A judge today declined for a second time to order the California Interscholastic Federation's Southern Section to let a UCLA- bound shot putter participate in a competition at Crespi Carmelite High School in Encino.
Los Angeles Superior Court Judge Luis Lavin said he was not issuing a preliminary injunction in favor of Amir Patterson, because there was no evidence the CIFSS bylaws were being applied against him in a discriminatory manner.
The judge found that Patterson did not have a disability that would create an exception in his case. Patterson says he difficulties due to lack of social maturity after he skipped from the first to the second grade, leaving him younger that most of his classmates.
On Feb. 24, Lavin denied a motion for temporary restraining order in favor of Patterson, because he had not used up all his internal options within the CIF. The judge found that, after being unsuccessful with two appeals on the Southern Section level, Patterson had an opportunity to take his case before the state CIF executive director and failed to do so.
After the CIF executive director denied his appeal, Patterson sought a preliminary injunction.
Patterson attended today's hearing, but no testimony was taken. Outside the courtroom, he declined comment.
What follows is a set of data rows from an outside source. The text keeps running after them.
PR #11, opened 2018-04-30
As a convenience for a test, write out the JOB_NAME as a param

smarterclayton:
Params are expected to be passed to other elements, and JOB_NAME is the
unique identifier for type within a PR.


smarterclayton:
@stevekuznetsov used similarly to $NAMESPACE, to disambiguate actions by the code calling the ci-operator.

PR #19, opened 2018-05-17
Gather artifacts from test pods and template pods

smarterclayton:
A test pod must have "artifact_dir" defined and the user must pass a top
level --artifact-dir flag to gather artifacts. A template pod will gather
artifacts if the flag is set and the pod has a volume called
"artifacts" and that volume is mounted into any of the pod containers.

Artifacts are gathered by invoking a tar exec session into a busybox
sidecar. After all containers have gathered logs a file is removed in the
container via exec which cases the session to exit.

### DIFF
--- a/cmd/ci-operator/main.go
+++ b/cmd/ci-operator/main.go
@@ -92,6 +92,12 @@ of dynamic parameters that are inferred from previous steps. These parameters ar
 
 Dynamic environment variables are overriden by process environment variables.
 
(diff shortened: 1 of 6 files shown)


smarterclayton:
@kargakis what's our canonical GCS artifact upload pattern for a prow job?  do i need to add a sidecar?  add to a directory?

smarterclayton:
Ok, going to poke that

PR #20, opened 2018-05-20
Allow override of the default config via --override

### LINKED ISSUE #17: Have canonical inputs to config.json that can be overriden
config.json takes a number of input images (that today must come from a cluster)

```
{
  "tag_specification": {
    "namespace": "openshift",
    "name": "origin-v3.10",
    "tag": "",
    "tag_overrides": {}
  },
  "base_rpm_images": [
    {
      "namespace": "openshift",
      "name": "origin-v3.10",
      "tag": "base",
      "as": "base"
    }
  ],
  "test_base_image": {
    "namespace": "ci",
    "name": "release-with-clonerefs",
    "tag": "golang-1.9"
  },
```

These are all details of the particular cluster a job is run against, not a detail about the project itself.  each of these steps results in something being tagged into either `stable` or `pipeline` with a short name (which must be unique).

I think the canonical form of these should either be in the dockerfiles themselves or as regular docker image references (`docker.io/openshift/origin-base:v3.10`) where the CI system can override them by name (`use namespace openshift name origin-v3.10 as 'base'`) and a local developer running CI operator against an arbitrary cluster can see it simply work.

Suggested change:

1. change `base_rpm_images` and `test_base_image` to be something a bit more generic:

```
{
  "images": {
    "test-base": {"image": "docker.io/openshift/origin-release:golang-1.9"},
    "base": {"image": "docker.io/openshift/origin-base:latest"} 
  },
  "tag_specification": {
     "cluster": "api.ci.openshift.org",
    "namespace": "openshift",
    "name": "origin-v3.10"
  },
}
```

which can also be overridden via command line flag `--images`:

```
... --images="$( cat images.json )"
$ cat images.json
{
  "images": {
    "test-base": {"namespace": "ci", "name": "release-with-clonerefs", "tag": "golang-1.9"},
    "base": {"namespace": "openshift", "origin-v3.10", "tag": "base"},
  },
  "tag_specification": {
    "namespace": "openshift",
    "name": "origin-v3.10",
    "tag": "",
    "tag_overrides": {}
  },
}
```

The CI system would selective override images and tag specification.  The end user would be able to run ci-operator locally.

smarterclayton:
Fixes #17

Allows us to separate out CI job definitions provided with the repo from the inputs we want to use.

### DIFF
--- a/cmd/ci-operator/main.go
+++ b/cmd/ci-operator/main.go
@@ -104,6 +104,9 @@ that defines artifact_dir or template that has an "artifacts" volume mounted
 into a container will have artifacts extracted after the container has completed.
 Errors in artifact extraction will not cause build failures.
 
+In CI environments the inputs to a job may be different than what a normal
+development workflow would use. The --override file will override fields
+defined in the config file, such as base images and the release tag configuration.
 `
 
 func main() {
@@ -151,6 +154,7 @@ func (s *stringSlice) Set(value string) error {
 
 type options struct {
 	configSpecPath    string
+	overrideSpecPath  string
 	templatePaths     stringSlice
 	secretDirectories stringSlice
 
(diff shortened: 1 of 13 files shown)


smarterclayton:
Three separate changes:

1. `--override` and `OVERRIDE_SPEC` can be layered on top of a repo-provided spec - this allows the repo provided spec to be tailored for a CI environment
2. Allow images to be referenced from a cluster anonymously, so the repo can be used by an unauthenticated user (api.ci.openshift.org has anonymous read access to openshift/origin-X)
3. Allow `resources` to be specified as a top level field in the config, with a `*` default request/limit and a per step (`as` or the image name) value that is placed on pods and builds.

PR #22, opened 2018-05-29
Add a promotion definition that will copy pipeline tags out

smarterclayton:
Branch jobs should be able to promote the known tags to a target
location when needed. The alternative is to duplicate the list of images
known in the config, which complicates setup. --promote is an optional
flag that instructs the ci-operator to also attempt a promotion. This
prevents the job from being able to automatically promote (when in a
repo config). The promotion step is executed after the graph and
promotes anything that was successfully built.

@kargakis @stevekuznetsov last step to have a branch job publish images back to the converged list

### DIFF
--- a/cmd/ci-operator/main.go
+++ b/cmd/ci-operator/main.go
@@ -158,7 +158,8 @@ type options struct {
 	templatePaths     stringSlice
 	secretDirectories stringSlice
 
-	target string
+	target  string
+	promote bool
 
 	verbose bool
 	help    bool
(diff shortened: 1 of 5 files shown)


stevekuznetsov:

The athlete's lawyer, David Greifinger, said his client had yet to decide whether to ask Lavin for a trial, which would be conducted without a jury. But Greifinger said that by the time Patterson could get a trial date, he would probably be a sophomore at UCLA, which he plans to attend after graduation.
Lavin said he believed Patterson "is going to be a very successful athlete" and that it was worthwhile for him to have his case reviewed the courts.
Patterson, a senior in his final semester at Crespi, filed the disability accommodation lawsuit on Feb. 19. The 18-year-old athlete also sought statutory damages and attorneys' fees.
Patterson's social maturity problems continued as the years passed, so he turned to home-schooling on the advice of his psychologist and school principal, the suit stated. He also repeated the eighth grade.
Southern Section rules allow student athletes to compete in as many as eight consecutive semesters after starting the ninth grade, according to the suit. Patterson, who came to Crespi in 2010, falls outside that limit this year, because he was home-schooled for a semester in the ninth grade in 2009, and that counted against him, his suit stated.
Patterson sought a hardship waiver and cited his disability, but the Southern Section rejected his application and his appeals, according to his court papers.